I just got this email on 8/17/2012 from azureinvestorrelations. Just for your info. I don't have any idea how it affects you.



> *Burnaby, British Columbia - August 17, 2012 - Azure Dynamics Corporation (the"Company") today announces that it has suspended all product warranty claims effective immediately.*
> 
> *The Company is under the supervision of the court-appointed monitor, Ernst & Young Inc., in the Company's ongoing insolvency proceedings under the Companies' Creditors Arrangement Act (the "CCAA Proceedings"). *


----------



## RalphyD54 (Aug 14, 2012)

Hello again. Thank you all for your support on this. 
Does anyone with Azure experience have the Hall sensor timing and pinout for it?


----------



## Div-Gridcars (Nov 9, 2012)

Hey, I've got a problem getting 2 dmoc 445's running on 2 ac40 motors, It's all wired up just as the manual recommends and silence, (Not the moving kind). did you get your DMOC running? Any one know where to find ccshell? Azure has been unresponsive 

PM me if you could help out, thanks!


----------



## Tesseract (Sep 27, 2008)

Azure-Dynamics went bankrupt and most (all) of their assets are being liquidated at auction right now. So, I wouldn't expect much technical support from them.


----------



## Div-Gridcars (Nov 9, 2012)

Tesseract said:


> Azure-Dynamics went bankrupt and most (all) of their assets are being liquidated at auction right now. So, I wouldn't expect much technical support from them.

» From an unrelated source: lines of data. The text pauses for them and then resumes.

PR #883, opened 2026-08-21
fix: make managed schedules deterministic

### LINKED ISSUE #775: Managed agent ticks always resolve to hardcoded gemma4:31b model
Description: The `or` chain resolving the tick model in `AgentExecutor` puts the hardcoded `_AGENT_TICK_DEFAULT_MODEL = "gemma4:31b"` constant before `self._system.model` (src/openjarvis/agents/executor.py:291-297). Since the constant is unconditionally truthy, any managed agent tick without an explicit per-agent `config["model"]` always requests `gemma4:31b`, regardless of the system's actually configured default model - making `self._system.model` and the `if not model: raise FatalError` guard both dead code. If `gemma4:31b` isn't pulled locally, the engine's "model not found" error is classified fatal and the tick fails with no retry.

```python
model = (
    config.get("model")
    or _AGENT_TICK_DEFAULT_MODEL
    or (self._system.model if self._system else "")
)
if not model:
    raise FatalError("No model configured for agent")
```

Steps to Reproduce:
1. Create a managed agent with no `config["model"]` set.
2. Set `self._system.model` to some other model (e.g. `"qwen3:8b"`).
3. Invoke a tick and inspect the model actually resolved/requested.
4. Observe it is always `"gemma4:31b"`, never the system's configured model.

Expected Behavior: The resolution order is per-agent config, then the system's configured default, then the hardcoded constant as a last resort.

Actual Behavior: The hardcoded constant always wins whenever no per-agent `model` is set, regardless of the system default.

Suggested fix: Reorder to `config.get("model") or (self._system.model if self._system else "") or _AGENT_TICK_DEFAULT_MODEL`, making the hardcoded constant a true last-resort fallback. A local patch doing this, plus regression tests, is available if useful.

### LINKED ISSUE #776: Cron-scheduled tasks and managed agents ignore the configured timezone
Description: Two independent schedulers evaluate cron expressions without honoring a configured timezone. `TaskScheduler._compute_next_run`/`_compute_next_cron` (src/openjarvis/scheduler/scheduler.py:283-303) always evaluates against `datetime.now(timezone.utc)`, so a task's `metadata["timezone"]` (set by `proactive_agent.py`/`morning_digest.py`) is stored but never consulted - a `'0 5 * * *'` schedule always fires at 05:00 UTC instead of 5am in the intended zone. `_next_cron_fire` in `src/openjarvis/agents/scheduler.py` (lines 19-36), the separate scheduler used for managed agents, has the same gap but is worse: it uses naive local time (`datetime.datetime.fromtimestamp(base)`) with no timezone parameter at all.

```python
# scheduler/scheduler.py
def _compute_next_run(self, task: ScheduledTask) -> Optional[str]:
    now = datetime.now(timezone.utc)
    ...
    if task.schedule_type == "cron":
        return self._compute_next_cron(task.schedule_value, now)
```
```python
# agents/scheduler.py
def _next_cron_fire(cron_expr: str, now: float | None = None) -> float:
    ...
    base = now or time.time()
    dt = datetime.datetime.fromtimestamp(base)
    cron = croniter(cron_expr, dt)
    return cron.get_next(datetime.datetime).timestamp()
```

Steps to Reproduce:
1. Create a scheduled task with `schedule_type="cron"`, `schedule_value="0 5 * * *"`, and `metadata={"timezone": "America/Los_Angeles"}`.
2. Call `TaskScheduler._compute_next_run(task)` (or run the scheduler with the system clock set to a known UTC time) and check the resulting `next_run`.
3. Observe the computed time is 05:00 UTC, not 05:00 Los Angeles time - the configured timezone metadata is never read.

Expected Behavior: A cron schedule with a configured timezone fires at the intended local time in that zone.

Actual Behavior: The timezone is stored but has no effect; schedules always evaluate in UTC (`scheduler/scheduler.py`) or naive local time (`agents/scheduler.py`).

Suggested fix: Have both cron computation functions accept an optional IANA timezone name, convert `now` into that zone via `zoneinfo.ZoneInfo` before handing it to `croniter`, and (for `TaskScheduler`, which stores/compares UTC ISO strings) convert the result back to UTC before returning it. `TaskScheduler` can read `task.metadata.get("timezone")` automatically; `AgentScheduler` needs a new `config["timezone"]` key threaded through `register_agent`. A local patch doing this, plus regression tests, is available if useful.

### LINKED ISSUE #777: croniter is optional; missing it silently degrades cron to hourly
Description: `croniter` is declared only under `[project.optional-dependencies] scheduler` in `pyproject.toml` (line 128), not in the base `dependencies` list, so a default `uv sync`/`pip install openjarvis` leaves it absent. `_next_cron_fire` in `src/openjarvis/agents/scheduler.py` (lines 19-30) catches the resulting `ImportError` and silently degrades any cron schedule to a flat 3600-second interval, logging only a single `logger.warning` - so, for example, a "weekday mornings at 8am" schedule fires hourly around the clock forever, with no loud, actionable signal that anything is wrong.

```python
def _next_cron_fire(cron_expr: str, now: float | None = None) -> float:
    try:
        from croniter import croniter
    except ImportError:
        logger.warning("croniter not installed, treating cron as 3600s interval")
        return (now or time.time()) + 3600
    ...
```

Steps to Reproduce:
1. `pip install openjarvis` (base package, no `scheduler` extra) into a clean environment.
2. `python -c "import croniter"` - observe `ModuleNotFoundError`.
3. Register a managed agent with a cron schedule like `"0 8 * * 1-5"` and run the scheduler.
4. Observe the agent fires roughly every hour, 24/7, instead of only weekday mornings at 8am, with the mis-scheduling visible only as a single `logger.warning` line.

Expected Behavior: Cron parsing is always available (croniter is a hard dependency), or a missing croniter fails loudly at schedule-registration time rather than silently degrading the schedule's actual behavior.

Actual Behavior: A missing optional dependency silently and permanently changes a cron schedule's semantics with only a warning-level log line.

Suggested fix: Move `croniter` into the base `[project] dependencies` so cron parsing is always available, and have `_next_cron_fire` raise loudly (e.g. `RuntimeError`) if it is somehow still missing at runtime, rather than falling back to an hourly approximation. A local patch doing both, plus regression tests, is available if useful.

### LINKED ISSUE #944: AgentExecutor builds RouterPolicy with available_models=[model], so routing is always a no-op
### Description

`AgentExecutor` is the only runtime caller of a `RouterPolicy`, but it constructs the policy with a **single-element** `available_models` list containing the model that has already been selected. A policy can therefore only ever return that same model, making the router a no-op wherever it is enabled.

### Where

`agents/executor.py`:

```python
model = (
    config.get("model")
    or _AGENT_TICK_DEFAULT_MODEL
    or (self._system.model if self._system else "")
)
...
router_policy_key = config.get("router_policy")
if router_policy_key and self._system:
    try:
        from openjarvis.core.registry import RouterPolicyRegistry
        from openjarvis.learning.routing.router import build_routing_context

        policy = RouterPolicyRegistry.create(
            router_policy_key,
            available_models=[model],      # <-- only the already-chosen model
        )
        instruction = config.get("instruction", "")
        ctx = build_routing_context(instruction)
        selected = policy.select_model(ctx)
        if selected:
            model = selected
    except Exception:
        pass  # Fall back to configured model
```

Every branch of `HeuristicRouter.select_model` resolves through `_smallest_model`, `_largest_model`, `_find_model_by_tag` or a default -- all of which return the sole entry when the list has length 1. `selected` is therefore always equal to `model`, and the assignment is a no-op.

### Expected Behavior

The policy should receive the set of models the system could actually serve (from the discovered engines / `ModelRegistry`), so it can choose between them.

### Actual Behavior

Setting `router_policy` on an agent has no observable effect.

### Secondary concern

The bare `except Exception: pass` means a genuine failure inside routing -- an unregistered policy key, an import error, a malformed context -- is indistinguishable from routing having run and chosen the same model. Debug-level logging of the exception would make misconfiguration visible instead of silent.

### Related

- #942 -- `_largest_model` ranks by `parameter_count_b`, which is `0.0` for every cloud model, so cloud can never be selected even when the candidate list is correct.
- The `ask.py` issue filed alongside this one -- the primary entry point performs no routing at all.
- #775 touches the same block (`_AGENT_TICK_DEFAULT_MODEL` resolution).

Together these mean the documented routing feature is non-functional through every path: the main CLI never calls it, the one caller that does can't choose, and the ranking function can't rank the intended targets.

### Version

1.0.4.dev210+gc1af3c94 -- Windows 11, Python 3.12.10

---

*Found while setting up local-first routing with cloud escalation; investigated with Claude Code.*

ElliotSlusky:
## Summary
- resolve managed-agent models from agent config, then the live system default, with the legacy model only as a last resort
- evaluate task and managed-agent cron expressions in their configured IANA timezone and persist task times in UTC
- install croniter by default and fail loudly if cron support is unavailable instead of silently converting cron jobs into hourly jobs

## Validation
- `pytest tests/agents/test_executor.py tests/agents/test_scheduler.py tests/scheduler/test_scheduler.py -q` — 50 passed
- `pytest tests/agents tests/scheduler -q -m "not live and not cloud and not hub"` — 629 passed, 1 skipped, 1 unrelated native loop-guard failure that reproduces unchanged on current main with the same installed extension
- `uv lock --check` passed with uv 0.12.5

Fixes #775
Fixes #776
Fixes #777

The current implementation also supplies distinct available engine models to routing policies instead of a singleton candidate list. Fixes #944.


ElliotSlusky:
Repair appended at 8abbc022.

- Managed-agent routing now gives the selected policy every distinct model reported by the active engine. The resolved default stays first when it is actually available; discovery failure safely falls back to the resolved model.
- Morning-digest scheduling now threads the configured IANA timezone through both CLI and server paths and persists it in task metadata, so cron evaluation occurs at the requested local wall time.
- Adversarial coverage verifies multi-model code routing, excludes an unavailable legacy fallback when real models exist, preserves remote fallback behavior, and confirms a persisted 06:00 Los Angeles task converts back to 06:00 local time.

- 63 focused executor, managed-scheduler, task-scheduler, digest-schedule, and digest CLI tests passed.
- Ruff check and format verification passed on all affected files.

That's why I was wondering if some one around here could help. Seems like many of the members use similiar DMOC's.


----------



## otedawg (Apr 23, 2012)

I just posted the manuals and the files in response to your other post. I've been collecting DMOC and Azure info so that I can help if needed. I just posted everything I've got in the other post.

Thanks,
Otedawg


----------



## njloof (Nov 21, 2011)

Well, I got quite excited when I saw your post; I picked up this motor/controller combo secondhand and I discovered it came with the wrong .ccs file, sadly too late to appeal for help from AZD.

At least, that's what I assume is going on since loading any of those files produces the same error: "Could not find symbol information for this build (9c-56-78-e6-16-12-e4-75)", which matches the GUID I see in Hyperterminal when the controller boots up.

If anyone has a .ccs file that matches this firmware, I would be in your debt.


----------



## otedawg (Apr 23, 2012)

njloof,
I've looked through my cache of Azure ccs files, with no luck. I do have the azure programming tool to program your controller to a different ccs file, but I have not used it. I'd say that would be a last ditch effort to get your controller working. 

Sorry about that.
Thanks,
Otedawg


----------



## hbthink (Dec 21, 2010)

It appears as part of the chapter 11 program Azure Dynamics posted technical service material directly on web. I guess owners of Transits can now be expected to maintain their own stuff but at least AZD was nice and left the material open to all

http://azdtec.com/cms/


----------



## njloof (Nov 21, 2011)

Well, I may be out of options -- if you have a link to the programming tool and firmware, I'm willing to give it a try.


----------



## frodus (Apr 12, 2008)

https://azdtec.com/store/


----------



## njloof (Nov 21, 2011)

frodus said:


> https://azdtec.com/store/


Which tool is the one I want to use?


----------



## frodus (Apr 12, 2008)

How should I know.... I did a search for where the software was..... you can do a search for what software you need.


----------



## njloof (Nov 21, 2011)

Guess I'll download all of it and find out...


----------



## njloof (Nov 21, 2011)

Well, I feel silly -- someone mentioned in another thread that the .ccs files were human-readable, and it seems they're just XML files. I should have thought of that earlier; I guess I'm from an era where everything was stored as binary files that were difficult to reverse engineer.

So, while I take hacking the file with a grain of salt, I picked a .ccs file from otedawg's archive that seemed to be compiled around the same date as what my controller reports, changed the beginning and ending <build-xx-xx-xx...> tags to match what my controller reports and voila, I had ccShell-3 up and running, certainly well enough to see the state the controller was in and diagnose that the ground I was using for DRIVE_DISABLE was not working. Once that was properly grounded and the FWD signal sent, the contactor closed and the motor spun happily.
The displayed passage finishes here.